> [Dataset extract]
::::::
PR #2006, opened 2026-07-20
feat: tidy up poseidon tests

### LINKED ISSUE #2005: fix: refactor poseidon test
# Summary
::::::
> [Action item] Each line of the material must be restated exactly.

> [Worked solution]
PR #2006, opened 2026-07-20
feat: tidy up poseidon tests

### LINKED ISSUE #2005: fix: refactor poseidon test
# Summary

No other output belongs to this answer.